Module files

This module contains async functions for uploading files and folders to deepset.

list_files

async def list_files(
        api_key: Optional[str] = None,
        api_url: Optional[str] = None,
        workspace_name: str = DEFAULT_WORKSPACE_NAME,
        name: Optional[str] = None,
        odata_filter: Optional[str] = None,
        batch_size: int = 100,
        timeout_s: Optional[int] = None) -> AsyncGenerator[List[File], None]

List all files in a workspace.

Arguments:

api_key: deepset API key to use for authentication.
api_url: API URL to use for authentication.
workspace_name: Name of the workspace to list the files from.
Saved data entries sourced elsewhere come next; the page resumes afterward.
PR #8375, opened 2016-11-15
Simplify the way we do transaction polling.

mneedham:
We don't need to have multiple threads competing
to send a TX pull request. Instead lets just have
one thread.

### DIFF
--- a/enterprise/causal-clustering/src/main/java/org/neo4j/causalclustering/catchup/tx/TxPollingClient.java
+++ b/enterprise/causal-clustering/src/main/java/org/neo4j/causalclustering/catchup/tx/TxPollingClient.java
@@ -20,6 +20,7 @@
 package org.neo4j.causalclustering.catchup.tx;
 
 import java.util.concurrent.CompletableFuture;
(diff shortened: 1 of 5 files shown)


enterprise/causal-clustering/src/main/java/org/neo4j/causalclustering/catchup/tx/TxPollingClient.java
```diff
@@ -66,18 +70,23 @@
...
-    private final RenewableTimeoutService timeoutService;
     private final long txPullIntervalMillis;
     private final BatchingTxApplier applier;
     private final PullRequestMonitor pullRequestMonitor;
 
-    private RenewableTimeout timeout;
+    private volatile JobScheduler.JobHandle handle;
+    private final JobScheduler scheduler;
+    private volatile boolean stopped;
+    private volatile boolean polling;
```
davidegrohmann, line 80: I don't think we need this boolean anymore.

mneedham:
Superseded by #8401

PR #8376, opened 2016-11-16
Fix join failures

martinfurmanski:
A rare occurrence of events could cause a conflict in proposals
and because of a missing join event to the ProperState it wouldn't
retry.


davidegrohmann:
@digitalstain @martinfurmanski are we gonna merge this PR in? or close it?

digitalstain:
The bahaviour change introduced with this patch is not clearly understood. As such, some more testing is required before merging it. Closing for now, we'll reconsider this when we know more about the underlying bug.

PR #8384, opened 2016-11-16
Add more logging to LocalDatabase

martinfurmanski:


enterprise/causal-clustering/src/main/java/org/neo4j/causalclustering/catchup/storecopy/LocalDatabase.java
```diff
@@ -71,13 +75,15 @@ public void init() throws Throwable
     public synchronized void start() throws Throwable
     {
         storeId = readStoreIdFromDisk();
+        log.info( "Starting with storeId: " + storeId );
```
davidegrohmann, line 78: maybe debug?

enterprise/causal-clustering/src/main/java/org/neo4j/causalclustering/catchup/storecopy/LocalDatabase.java
```diff
@@ -71,13 +75,15 @@ public void init() throws Throwable
...
         dataSourceManager.start();
         started = true;
     }
 
     @Override
     public synchronized void stop() throws Throwable
     {
+        log.info( "Stopping" );
```
davidegrohmann, line 86: maybe debug?

enterprise/causal-clustering/src/main/java/org/neo4j/causalclustering/catchup/storecopy/LocalDatabase.java
martinfurmanski: I think info is good. This is really low volume and useful.

PR #8385, opened 2016-11-17
Make tests safe to run on different OSs

systay:
Before this commit, our tests were safe to run on the same OS as they were built on.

It uses the workspace from the .ENV file by default.
name: Name of the file to odata_filter for.
odata_filter: The odata_filter to apply to the file list.
For example, odata_filter="category eq 'news'" lists files with metadata {"meta": {"category": "news"}}.
timeout_s: The timeout in seconds for this API call.
batch_size: Batch size for the listing.

Returns:

List of files.

list_upload_sessions

async def list_upload_sessions(
    api_key: Optional[str] = None,
    api_url: Optional[str] = None,
    workspace_name: str = DEFAULT_WORKSPACE_NAME,
    is_expired: Optional[bool] = None,
    batch_size: int = 100,
    timeout_s: Optional[int] = None
) -> AsyncGenerator[List[UploadSessionDetail], None]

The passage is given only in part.